We talk about involvement and participation a lot in marketing, and what an essential component it is to building integrated experiences. However, I'm not sure I really understood what it meant until I started working on London 2012.

Looking back, there were five ideas that built the extraordinary involvement we have seen.

1. Calling our volunteers

Games Makers

By renaming them Games Makers, we elevated them from being people who would help out to the people who would make our Games. In doing this, we started to hand over ownership and partnership of the success of the Games to the nation.

2. The nomination of the Torch bearers

Getting people to nominate people they knew and who they thought were deserving of carrying the torch created involvement in the torch relay that would have been much harder if they had been chosen by a committee. This handed ownership of the safe passage of the torch to individuals and small communities and not the hands of a faceless organisation.

3. Making all tickets equal

The greatest tickets on earth were the greatest tickets on earth whatever sport you watched and, my God, did you feel that at every venue, whether in the Park or not.

I went to the North Greenwich Arena and the Olympic Park. Both were equal in the excitement that I felt in being part of the Games and both were equal in atmosphere. Anyone I have spoken to, whatever they saw, has had a similar experience.

4. The launch of Join in

When we first started visualising what London 2012 would feel like to be part of, we used an expression: "The space between the stadium and the sofa." Real participation often occurs in the places that aren't necessarily the main stage, and we see this often at festivals. The Join In app was about giving people every opportunity to create the Games wherever they were. Whether that was in their backyards, at live sites, in community centres. The viewing figures speak for themselves, as do the attendance numbers at the live sites. Join In will also live on beyond the Games and be incorporated into legacy activity.

5. Having the ultimate call to action

The Games-time motto "Inspire a generation" was the ultimate call to action for these Olympic and Paralympic Games. It called on all of us to behave in a way that would inspire a generation around the globe as they watched us.

It demanded us to make these Games last way beyond when the noise of the Games abated, it created in us a desire to make sure our children watched and understood the inspiring values of the Games, and it made us want our Games to be remembered for what they gave the future. It called on all of us to get involved. It worked and it trended.

These are lessons our team has learnt and they are infecting the way we think and work. But being part of this extraordinary festival of human endeavour has also changed the way we are living as a company. We are pioneering our community programme, sustainability has become an integral part of the way we think, we are much more focused on building campaigns that are genuinely participative and human. London 2012 has, without a doubt, changed us for the better.

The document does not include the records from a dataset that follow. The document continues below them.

PR #96, opened 2026-04-25
Minor fixes to UI: focus steal & overlapping elements

sierragolflima:
### Two fixes for the MeshWeaver UI:

**Main:**
Pressing / or ? anywhere on the page used to jump the cursor into the search bar when you were typing in the AI chat. Now the app checks whether you're already typing somewhere first. If you are, the shortcut is ignored and your cursor stays put. (The problem with the ? seems to concern only US keyboards where / and ? share the same physical key — ? is just Shift+/)

**Other:**
The search dropdown was hidden behind the AI chat's title bar. Raised the header's priority so the dropdown always appears on top, and lowered the chat title bar's priority.


rosalie1984 (commented):
These are simple changes nothing that goes into the deep code base and only fixes the appearance of the of the UI mechanics.

Once check go successfully through this is approved.

PR #107, opened 2026-06-29
ci(base-image-acr): null-safe, assertive multi-arch verify step

rbuergi:
Follow-up to #106. The `base-image-acr.yml` build+push succeeded (the multi-arch base is in ACR — `latest` → OCI image index with linux/amd64 + linux/arm64 children), but the **verify** step turned the job red: `--query "[?contains(tags, 'latest')]"` throws `In function contains(), invalid type for value: None` because the buildx provenance/SBOM attestation child manifests have `tags: null`.

Replace it with a real assertion: read the `:latest` image index's child platform architectures via `az acr manifest show` + `jq`, and fail loudly unless **both** `amd64` and `arm64` are present. Now a successful multi-arch push reports green, and a future single-arch flatten fails the job.

### DIFF
--- a/.github/workflows/base-image-acr.yml
+++ b/.github/workflows/base-image-acr.yml
@@ -73,8 +73,15 @@ jobs:
             --push deploy/base-images/portal-ai
 
       - name: Verify multi-arch manifest list in ACR
+        # Assert :latest is an image INDEX whose children include BOTH linux/amd64 AND linux/arm64,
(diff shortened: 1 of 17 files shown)


rbuergi:
Closing: branch conflicts with main and is contaminated with unrelated MAUI/access/migration changes. The small base-acr verify-query fix will be redone cleanly.

PR #124, opened 2026-06-30
ci+fix: CodeEditRecompile flake — 2-vCPU repro harness, watcher refinement, stuck-state diagnostic

rbuergi:
Driving the `CodeEditRecompileTest.PressingCompileButton_SetsRequestedReleaseAt_AndProducesNewRelease` CI flake (the `WaitForLatestRelease` 50s timeout). Three deliverables — plus an honest scoping of the residual.

## 1. Reusable 2-vCPU repro harness — `.github/workflows/flake-repro.yml`
`workflow_dispatch` job that loops one suspect test on the real `ubuntu-latest` 2-vCPU runner until it fails (mirrors `dotnet-test.yml`'s build), uploads the failing trx + `MonolithMeshTestBase` traces + blame hang-dump. **Reliably reproduces the flake** (caught at iter 4 / 19 / 80 across runs) — the first time this CI-only flake is reproducible on demand. Inputs target any project/test.

🚨 **Heisenbug warning baked into the file:** cranking the `CompileWatcher` log categories to Debug *masks* the flake (runs went green at 40/80 iters). Keep production timing; rely on the timing-neutral stuck-state diagnostic below.

## 2. Stuck-state diagnostic — `CodeEditRecompileTest.WaitForLatestRelease`
On the 50s timeout, dumps the node's `Status` / `LatestReleasePath` / `RequestedReleaseAt` / `LastReleaseRequestHandledAt`. Timing-neutral (fires only on timeout). Pinned the stuck state: **`Status=Ok, RequestedReleaseAt set, LastReleaseRequestHandledAt=null, Latest==knownRelease`** — read via the test's cross-hub mirror.

## 3. Watcher correctness refinement — `InstallReleaseRequestWatcher`
Advance `dispatchHighWater` (+ un-park + log) **only on the Update commit path** (when actually flipping `Pending` + stamping `Handled`), never eagerly before the Update. The eager advance was a real lost-trigger bug: if status flapped to `Pending`/`Compiling` between the `Where` and the lambda, the lambda bailed *without* handling, yet high-water was already advanced past the unhandled trigger → the settled re-emission failed `req > dispatchHighWater` → trigger lost. **Correct + low-risk**, but with one post-fix repro data point it is **not proven to materially move the flake** — landing it as a correctness improvement, not the root fix.

## Residual (honest scope)
The dominant root is a **known cross-hub-mirror DELIVERY / missed-emission race** (the test's mirror freezes at the post-click state and never receives the owner's subsequent emissions) — documented in depth in our prior RCA (`compile-flake-syncstream-staleframe-rca`): a same-node content-clock guard is *neutral*, and it has resisted ~5 prior deep attempts (~2.5M tokens) as a core sync-stream issue. Per that RCA, this is **not release-pressure grindable** and needs a deliberate core-sync delivery-handshake fix — not a guessed change. This PR makes it **reproducible** and adds the diagnostic so that work has a foothold.

### DIFF
--- a/.github/workflows/flake-repro.yml
+++ b/.github/workflows/flake-repro.yml
@@ -99,28 +99,12 @@ jobs:
             -c Release --no-build --no-restore -o dist/packages --nologo
           dotnet pack src/MeshWeaver.BusinessRules.Generator/MeshWeaver.BusinessRules.Generator.csproj \
             -c Release --no-build --no-restore -o dist/packages --nologo
-      # 🚨 Crank the compile/release-watcher log categories in the RUNTIME bin appsettings
-      # ONLY (never the committed src appsettings — that's production cost contract; AGENTS.md
-      # sanctions editing the bin/ copy for a debug run). The committed test appsettings pins
-      # these to Warning, which suppressed the "[ReleaseRequestWatcher] handling…" Information
-      # line that tells us whether the watcher even fired. Debug here surfaces the full
-      # compile→release trace into the failing test's trx Output + the test-logs file.
-      - name: Crank watcher log levels (bin runtime config only)
-        run: |
-          set -euo pipefail
-          app="$REPRO_PROJECT/bin/Release/net10.0/appsettings.json"
-          if [ -f "$app" ]; then
-            tmp="$(mktemp)"
-            jq '.Logging.LogLevel.Default = "Information"
-                | .Logging.LogLevel["MeshWeaver.Graph.CompileWatcher"] = "Debug"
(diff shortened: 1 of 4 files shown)


rbuergi:
Closing: the flake this chased was root-caused and eliminated by #173 (single compile driver + complete terminal write). The watcher refinement here predates that rewrite and is unproven against it. Residuals (eager high-water advance, the standalone flake-repro harness, the timeout diagnostic) are tracked in #185 — the branch stays for cherry-picking.

PR #127, opened 2026-06-30
feat(search): explore the content vector index — rows, highlighted excerpts, block reader, original-doc viewer

rbuergi:
## What & why

The mesh vector-indexes content (uploaded PDFs/DOCX → chunks → embeddings → `Document` nodes), but it was barely explorable: global search showed a card grid of nodes with no descriptions, no content excerpts, and no highlight, and chunk search lived only inside the Space → Content Indexing settings tab. This makes the indexed content **first-class in global search and explorable end to end**.

**Flow:** search a phrase → one row per result (title + description) with an *"In documents"* section of content matches (excerpt + highlighted passage) → click a content hit → the **block reader** (one content-index block at a time, prev/next, highlighted) → **Open original** → the source **PDF/DOCX rendered inline with the passage highlighted**.

## Changes

- **One result per row** — new `MeshSearchRenderMode.List`; `MeshSearchView` renders rows (icon · title · description) reusing the existing click / keyboard / delete plumbing. Empty descriptions show *"Ask the agent to create a description."* The `/search` page defaults to List.
- **Content matches merged into search** — `ContentSearchResultsView` runs the same `ContentChunkSearch` engine the agents' `search_chunks` tool uses and renders an *"In documents"* section: file · block, the excerpt with the **matched passage highlighted**, deep-linking into the block reader.
- **`Document` node views** — `Blocks` (`/{doc}/Blocks?index=N&q=…`): one block at a time, highlighted, with Prev/Next in place + "Open original". `Source` (`/{doc}/Source?…`): the original file rendered inline with the passage highlighted.
- **Reusable controls** — `HighlightControl ↔ HighlightView` (text + match terms → `<mark>` via a `RenderFragment`, **never an HTML string**) and `DocumentSourceControl ↔ DocumentSourceView` (PDF.js / mammoth viewer via the sanctioned `OnAfterRenderAsync` interop, graceful download+passage fallback).
- **Vendored** `pdfjs-dist` + `mammoth` under `wwwroot/lib` (offline-safe, not CDN; `libman.json`), marked `linguist-generated`/`-diff` in `.gitattributes` so they collapse in review.

## Key decisions

- **Render-time highlighting, no reindex.** The chunk text is verbatim from the extracted document text, so the query terms are located at render time — in the excerpt, the block, and the rendered original. No stored offsets, no schema change.
- **Content search is per-partition.** One schema per partition means cross-partition content search isn't a single query, so the *"In documents"* section scopes to a namespace (the `?ns=` param, a `namespace:` token, or the current namespace). This is deliberate, not a limitation of this PR.
- **No hand-rolled HTML for structured UI** — new surfaces use framework controls + the typed `HighlightControl`.

## Testing

- `HighlightControlTest` (term extraction + segment marking, 8 cases) and `ContentSearchHitContractTest` (the content-row data contract: `DocumentPath` deep-link + highlightable snippet, 2 cases) — green.
- Full solution build clean for all touched projects.
- ⚠️ **Needs a manual runtime check I couldn't do headless:** the PDF.js/DOCX viewer happy path (render + in-document highlight) against a real upload. The C#, interop pattern, and graceful fallback are verified; the libraries are vendored.

## Notes for reviewers

- Vendored libs are committed for offline/prod builds. If you'd rather not commit them, swap to `libman restore` in CI/image build and gitignore `wwwroot/lib` — `libman.json` is already the source of truth.
- The existing "Explore index" settings tab still uses hand-rolled `Controls.Html` rows (pre-existing); migrating it onto `HighlightControl` + the Blocks link is a clean follow-up, intentionally out of scope here.


rbuergi:
Thanks @Copilot — addressed all four findings in 0c7514676:

1. **List mode hid the view-options bar** → `MeshSearchRenderMode.List` is now selector-eligible; the global search page keeps its group-by / display bar and the "None" choice preserves the row layout.
2. **Case-sensitive `namespace:`** → the token is now matched with `RegexOptions.IgnoreCase`.
3. **Raw `ex.Message` shown to users** → the block-load exception is logged; a generic "Could not load this block." is rendered.
4. **Unencoded `/static` URL** → each path segment is URL-encoded (slashes preserved) so spaces / # / ? / unicode in a file name are safe.

rbuergi:
### CI status — green except rotating known flakes

The only real test failure was **mine** and is fixed: `MauiControlCoverageTest` needed the two new controls classified (227f43b69) → shard 0 now passes.

The remaining failures are **pre-existing CI flakes in subsystems this PR does not touch**, and they rotate across shards between runs:

| Run | Failing shard | Test | Status |
|-----|--------------|------|--------|
| 1 | shard 3 | `SearchQueryTests.TextSearch_CaseInsensitive_MatchesRegardlessOfCase` (MeshWeaver.Query) | passes locally on this branch; did **not** recur in run 2 |
| 2 | shard 1 | `NodeTypeReleaseTest.CompilationPending_CreatesReleaseMeshNode_WithNotes` (Monolith) | a **known** compile-race flake (named in CLAUDE.md's flake list) |

Build ✅, shards 0/2/3 ✅, Copilot review ✅ (all 4 addressed). I've re-run the failed jobs only. If the NodeTypeRelease flake recurs, this PR is still ready to merge on a green run — none of these failures originate here.

PR #134, opened 2026-06-30
fix(sync): stop heart-beating a dead owner forever — cures the _Activity/import-* NotFound storm

rbuergi:
## The bug you keep hitting: `{Partition}/_Activity/import-{fingerprint}` heart-beaten forever

A sync subscription whose owner **dies after a successful subscribe** kept heart-beating the gone owner **every interval forever**. `JsonSynchronizationStream` posted `HeartBeatEvent` **fire-and-forget**, with the change feed as the **sole** recycled-grain detector — which misses the case where the owner dies **without** a node Created/Deleted change-feed event.

That is exactly a one-shot import-activity lock:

I have been told that every great story must have a pivotal moment when the protagonist chooses (or not) to win their dream. We saw, and have yet to see, so many of Team GB win theirs but, more than that, I hope we saw a nation win the right to its dreams. How we move forward and solidify and achieve this is a story yet to be told. But let's not forget to use the collective efforts of this beautifully creative nation to live up to the motto of "Inspire a generation" and let's make sure, when we are telling it, that it is by everyone, for everyone. Which, after all, is the true meaning of integration.

Nikki Crumpton is the chief strategy officer at McCann Worldgroup.